[[ MATERIAL SHOWN, beginning ]]

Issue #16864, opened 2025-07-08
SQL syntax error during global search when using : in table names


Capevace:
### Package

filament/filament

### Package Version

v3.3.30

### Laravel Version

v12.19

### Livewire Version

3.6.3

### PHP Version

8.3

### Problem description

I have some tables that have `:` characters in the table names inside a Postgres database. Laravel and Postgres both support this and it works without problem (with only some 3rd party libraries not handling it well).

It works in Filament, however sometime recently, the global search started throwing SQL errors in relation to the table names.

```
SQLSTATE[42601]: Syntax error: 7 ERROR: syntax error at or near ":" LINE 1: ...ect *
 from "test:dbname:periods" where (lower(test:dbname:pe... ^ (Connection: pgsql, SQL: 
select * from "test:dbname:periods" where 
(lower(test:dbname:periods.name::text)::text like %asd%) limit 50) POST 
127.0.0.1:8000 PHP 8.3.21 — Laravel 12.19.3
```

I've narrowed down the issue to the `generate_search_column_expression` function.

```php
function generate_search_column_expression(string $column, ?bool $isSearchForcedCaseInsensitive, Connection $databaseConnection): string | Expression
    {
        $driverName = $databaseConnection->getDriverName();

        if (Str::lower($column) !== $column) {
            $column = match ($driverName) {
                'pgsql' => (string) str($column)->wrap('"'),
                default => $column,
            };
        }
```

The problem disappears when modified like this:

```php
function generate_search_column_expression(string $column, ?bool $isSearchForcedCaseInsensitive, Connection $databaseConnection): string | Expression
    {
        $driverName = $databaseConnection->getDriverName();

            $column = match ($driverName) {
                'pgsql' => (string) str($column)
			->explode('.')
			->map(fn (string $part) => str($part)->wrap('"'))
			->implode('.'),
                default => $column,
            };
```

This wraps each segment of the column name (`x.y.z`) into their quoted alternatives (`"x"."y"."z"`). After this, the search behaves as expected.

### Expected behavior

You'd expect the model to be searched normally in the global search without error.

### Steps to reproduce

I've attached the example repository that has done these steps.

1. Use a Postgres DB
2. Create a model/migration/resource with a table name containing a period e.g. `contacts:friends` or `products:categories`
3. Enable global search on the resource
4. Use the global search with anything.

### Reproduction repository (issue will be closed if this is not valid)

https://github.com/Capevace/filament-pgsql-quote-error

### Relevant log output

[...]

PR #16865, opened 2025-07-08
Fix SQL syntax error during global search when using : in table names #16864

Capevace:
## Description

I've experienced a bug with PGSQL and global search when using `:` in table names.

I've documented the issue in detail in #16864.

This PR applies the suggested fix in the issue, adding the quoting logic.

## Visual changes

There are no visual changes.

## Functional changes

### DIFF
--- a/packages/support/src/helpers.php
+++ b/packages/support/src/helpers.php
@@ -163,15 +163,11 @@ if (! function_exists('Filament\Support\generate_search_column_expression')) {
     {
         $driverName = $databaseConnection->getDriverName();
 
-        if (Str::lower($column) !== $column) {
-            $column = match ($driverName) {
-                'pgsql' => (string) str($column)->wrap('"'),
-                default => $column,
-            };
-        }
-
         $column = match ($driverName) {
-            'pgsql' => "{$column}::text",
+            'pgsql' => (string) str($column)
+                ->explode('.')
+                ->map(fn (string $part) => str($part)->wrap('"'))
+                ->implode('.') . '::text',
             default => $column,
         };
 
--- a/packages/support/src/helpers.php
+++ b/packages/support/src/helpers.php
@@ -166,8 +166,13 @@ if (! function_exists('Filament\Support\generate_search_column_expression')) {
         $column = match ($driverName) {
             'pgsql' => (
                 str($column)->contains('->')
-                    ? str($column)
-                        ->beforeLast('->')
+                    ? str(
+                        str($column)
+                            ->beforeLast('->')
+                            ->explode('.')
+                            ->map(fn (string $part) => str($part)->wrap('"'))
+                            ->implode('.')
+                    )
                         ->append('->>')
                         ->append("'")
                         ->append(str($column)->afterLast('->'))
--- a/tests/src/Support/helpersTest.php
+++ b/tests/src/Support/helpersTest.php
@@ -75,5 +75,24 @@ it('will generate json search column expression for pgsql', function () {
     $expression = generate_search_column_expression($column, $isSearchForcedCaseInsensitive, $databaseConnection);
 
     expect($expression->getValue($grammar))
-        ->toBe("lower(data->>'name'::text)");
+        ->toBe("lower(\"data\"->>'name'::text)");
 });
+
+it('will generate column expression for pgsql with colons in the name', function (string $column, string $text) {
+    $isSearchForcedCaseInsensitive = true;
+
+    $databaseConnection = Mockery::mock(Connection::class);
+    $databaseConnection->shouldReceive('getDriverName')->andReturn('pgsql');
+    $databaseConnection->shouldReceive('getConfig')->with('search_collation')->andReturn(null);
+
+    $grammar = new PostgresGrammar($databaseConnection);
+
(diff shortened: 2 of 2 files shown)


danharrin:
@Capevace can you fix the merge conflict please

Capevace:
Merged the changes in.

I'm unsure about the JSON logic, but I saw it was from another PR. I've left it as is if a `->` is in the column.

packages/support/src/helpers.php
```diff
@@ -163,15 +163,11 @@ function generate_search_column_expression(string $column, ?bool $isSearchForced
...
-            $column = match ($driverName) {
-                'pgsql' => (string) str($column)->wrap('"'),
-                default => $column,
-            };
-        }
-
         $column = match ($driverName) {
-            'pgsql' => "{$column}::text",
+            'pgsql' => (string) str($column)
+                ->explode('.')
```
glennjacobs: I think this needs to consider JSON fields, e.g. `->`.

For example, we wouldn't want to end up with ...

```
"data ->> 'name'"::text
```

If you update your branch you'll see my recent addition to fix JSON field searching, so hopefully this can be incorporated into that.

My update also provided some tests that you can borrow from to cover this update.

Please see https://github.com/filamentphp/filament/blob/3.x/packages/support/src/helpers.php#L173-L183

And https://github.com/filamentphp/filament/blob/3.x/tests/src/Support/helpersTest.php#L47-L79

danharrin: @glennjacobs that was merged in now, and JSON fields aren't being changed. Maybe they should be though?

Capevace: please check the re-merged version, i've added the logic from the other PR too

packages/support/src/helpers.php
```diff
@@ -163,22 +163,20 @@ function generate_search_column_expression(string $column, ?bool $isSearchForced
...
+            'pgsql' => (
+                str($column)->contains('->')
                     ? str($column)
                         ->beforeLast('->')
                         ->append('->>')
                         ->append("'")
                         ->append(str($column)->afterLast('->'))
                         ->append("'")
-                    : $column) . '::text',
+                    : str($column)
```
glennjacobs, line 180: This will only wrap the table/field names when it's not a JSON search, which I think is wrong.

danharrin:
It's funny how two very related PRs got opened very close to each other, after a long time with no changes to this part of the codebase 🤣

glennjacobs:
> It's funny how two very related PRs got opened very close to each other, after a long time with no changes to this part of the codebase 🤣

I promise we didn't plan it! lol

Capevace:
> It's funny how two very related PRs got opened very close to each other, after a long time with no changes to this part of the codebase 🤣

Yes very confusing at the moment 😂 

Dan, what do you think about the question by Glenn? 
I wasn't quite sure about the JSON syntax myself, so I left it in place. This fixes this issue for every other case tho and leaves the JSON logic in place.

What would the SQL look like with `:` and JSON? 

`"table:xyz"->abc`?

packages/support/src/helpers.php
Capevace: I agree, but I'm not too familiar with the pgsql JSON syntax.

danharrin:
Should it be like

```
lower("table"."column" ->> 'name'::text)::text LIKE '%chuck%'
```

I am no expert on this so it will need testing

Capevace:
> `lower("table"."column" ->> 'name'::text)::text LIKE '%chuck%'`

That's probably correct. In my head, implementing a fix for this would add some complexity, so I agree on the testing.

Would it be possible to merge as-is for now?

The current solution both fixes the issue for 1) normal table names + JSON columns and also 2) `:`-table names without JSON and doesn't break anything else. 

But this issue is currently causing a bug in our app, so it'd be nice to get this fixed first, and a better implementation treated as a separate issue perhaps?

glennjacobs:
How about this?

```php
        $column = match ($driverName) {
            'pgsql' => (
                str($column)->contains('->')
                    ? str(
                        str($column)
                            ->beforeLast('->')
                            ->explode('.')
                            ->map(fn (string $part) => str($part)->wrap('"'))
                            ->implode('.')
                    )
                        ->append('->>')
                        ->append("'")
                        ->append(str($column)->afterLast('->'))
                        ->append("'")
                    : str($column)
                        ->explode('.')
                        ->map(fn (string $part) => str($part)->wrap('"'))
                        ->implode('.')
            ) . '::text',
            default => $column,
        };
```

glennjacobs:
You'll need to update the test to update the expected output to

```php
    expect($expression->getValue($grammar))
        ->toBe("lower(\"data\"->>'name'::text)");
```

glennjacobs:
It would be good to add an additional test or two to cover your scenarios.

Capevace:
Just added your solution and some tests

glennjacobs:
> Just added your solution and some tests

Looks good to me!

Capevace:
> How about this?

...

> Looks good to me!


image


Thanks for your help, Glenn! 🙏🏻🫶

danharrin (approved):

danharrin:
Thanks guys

[[ MATERIAL SHOWN, end ]]

## WHAT NEEDS TO BE DONE
How many of the lines above contain the string "github"? Give the number only.

## COMPLETED EXERCISE
3